Suppose I have Encryption in CTR-Mode and a CBC-MAC. Why should I also encrypt the MAC?

In the documentation of NIST stands: "By encrypting T we avoid CBC-MAC collision attacks".

But I can not imagine an attack based on an not-encrypted MAC. Can anyone give me an example of such an attack?

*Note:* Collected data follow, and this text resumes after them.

PR #11966, opened 2021-11-22
[FIX] keep nonce updated - take nonce from linked if erc20

gabrielbazan7:


Gamboster (approved):
ACK
I did several tests. It seems to be working very well

PR #11977, opened 2021-12-07
Feat: shib support for Simplex

Gamboster:
Also fixes icon in "buy crypto" and "Swap" button in wallet details


cmgustavo (approved):
LGTM

PR #11979, opened 2021-12-08
The android and ios trc fail in send

LastDragoon:
The coins are recieved but not to send so they stuck


paperchase4218:
How do I find and get my cash

omii2711 (approved):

Let $$M_k$$ be CBC-MAC under the key $$k$$: for blocks $$b_1, b_2, \dots, b_\ell$$, $$M_k(b_1 \mathbin\| b_2 \mathbin\| \cdots \mathbin\| b_\ell) = E_k(\cdots E_k(E_k(b_1) \oplus b_2) \cdots \oplus b_\ell).$$
The message $$m = m_1 \mathbin\| m_2$$ collides with the message $$m' = M_k(m_1) \oplus m_2$$ under $$M_k$$, since
\begin{align} M_k(m_1) &= E_k(m_1), \\ M_k(m_1 \mathbin\| m_2) &= E_k(E_k(m_1) \oplus m_2), \\ M_k(M_k(m_1) \oplus m_2) &= M_k(E_k(m_1) \oplus m_2) = E_k(E_k(m_1) \oplus m_2). \end{align}
If the CCM ciphertext for $$m_1$$ revealed $$M_k(m_1)$$, then an adversary could use that and the CCM ciphertext for $$m$$ to forge the CCM ciphertext for $$m'$$ since the CTR encryption preserves $$\oplus$$. To thwart this, CCM encrypts the authentication tag too, with an additional block in the one-time pad generated by CTR.